_Given data_
-------

PR #571, opened 2022-03-07
fix zip import

SteffenHeu:
Zip module created the wrong task

### DIFF
--- a/src/main/java/io/github/mzmine/modules/io/import_rawdata_zip/ZipImportModule.java
+++ b/src/main/java/io/github/mzmine/modules/io/import_rawdata_zip/ZipImportModule.java
@@ -20,24 +20,19 @@ package io.github.mzmine.modules.io.import_rawdata_zip;
 
 import com.google.common.base.Strings;
 import io.github.mzmine.datamodel.MZmineProject;
-import io.github.mzmine.datamodel.RawDataFile;
 import io.github.mzmine.main.MZmineCore;
 import io.github.mzmine.modules.MZmineModuleCategory;
 import io.github.mzmine.modules.MZmineProcessingModule;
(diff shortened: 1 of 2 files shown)


robinschmid:
So this will unzip to a temp file and then read. 
Will this end up with problems for saved projects?
The files will point to the temp files correct?

robinschmid:
Maybe this oculd be done in a similar way to the ThermoRawImport by passing the input stream from unzipping to the method

SteffenHeu:
Then we would have to refactor every import task. some dont even use an input stream. some also require multiple files.

But indeed this breaks project import, because the temp folder has a different name every time.

SteffenHeu:
Would it be sufficient if this works for zipped mzml files?

robinschmid:
Maybe - or we could at least fix it for mzML files and use the current solution for all othzer files?

src/main/java/io/github/mzmine/modules/io/import_rawdata_mzml/MSDKmzMLImportTask.java
```diff
@@ -127,26 +131,41 @@ public void run() {
...
+        newMZmineFile = new IMSRawDataFileImpl(this.file.getName(), file.getAbsolutePath(),
+            storage);
       } else {
-        buildLCMSFile(file);
+        newMZmineFile = new RawDataFileImpl(this.file.getName(), file.getAbsolutePath(), storage);
       }
 
+      if (newMZmineFile instanceof IMSRawDataFileImpl) {
+        ((IMSRawDataFileImpl) newMZmineFile).addSegment(
+            Range.closed(1, msdkFile.getScans().size()));
```
robinschmid, line 164: This should be resolved by next PR for segments

robinschmid:
Great solution. 
Interferes with #572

-------

_What the exercise asks_
Reprint the entries above in full, exactly as they are.

_Task response_
PR #571, opened 2022-03-07
fix zip import

SteffenHeu:
Zip module created the wrong task

### DIFF
--- a/src/main/java/io/github/mzmine/modules/io/import_rawdata_zip/ZipImportModule.java
+++ b/src/main/java/io/github/mzmine/modules/io/import_rawdata_zip/ZipImportModule.java
@@ -20,24 +20,19 @@ package io.github.mzmine.modules.io.import_rawdata_zip;
 
 import com.google.common.base.Strings;
 import io.github.mzmine.datamodel.MZmineProject;
-import io.github.mzmine.datamodel.RawDataFile;
 import io.github.mzmine.main.MZmineCore;
 import io.github.mzmine.modules.MZmineModuleCategory;
 import io.github.mzmine.modules.MZmineProcessingModule;
(diff shortened: 1 of 2 files shown)


robinschmid:
So this will unzip to a temp file and then read. 
Will this end up with problems for saved projects?
The files will point to the temp files correct?

robinschmid:
Maybe this oculd be done in a similar way to the ThermoRawImport by passing the input stream from unzipping to the method

SteffenHeu:
Then we would have to refactor every import task. some dont even use an input stream. some also require multiple files.

But indeed this breaks project import, because the temp folder has a different name every time.

SteffenHeu:
Would it be sufficient if this works for zipped mzml files?

robinschmid:
Maybe - or we could at least fix it for mzML files and use the current solution for all othzer files?

src/main/java/io/github/mzmine/modules/io/import_rawdata_mzml/MSDKmzMLImportTask.java
```diff
@@ -127,26 +131,41 @@ public void run() {
...
+        newMZmineFile = new IMSRawDataFileImpl(this.file.getName(), file.getAbsolutePath(),
+            storage);
       } else {
-        buildLCMSFile(file);
+        newMZmineFile = new RawDataFileImpl(this.file.getName(), file.getAbsolutePath(), storage);
       }
 
+      if (newMZmineFile instanceof IMSRawDataFileImpl) {
+        ((IMSRawDataFileImpl) newMZmineFile).addSegment(
+            Range.closed(1, msdkFile.getScans().size()));
```
robinschmid, line 164: This should be resolved by next PR for segments

robinschmid:
Great solution. 
Interferes with #572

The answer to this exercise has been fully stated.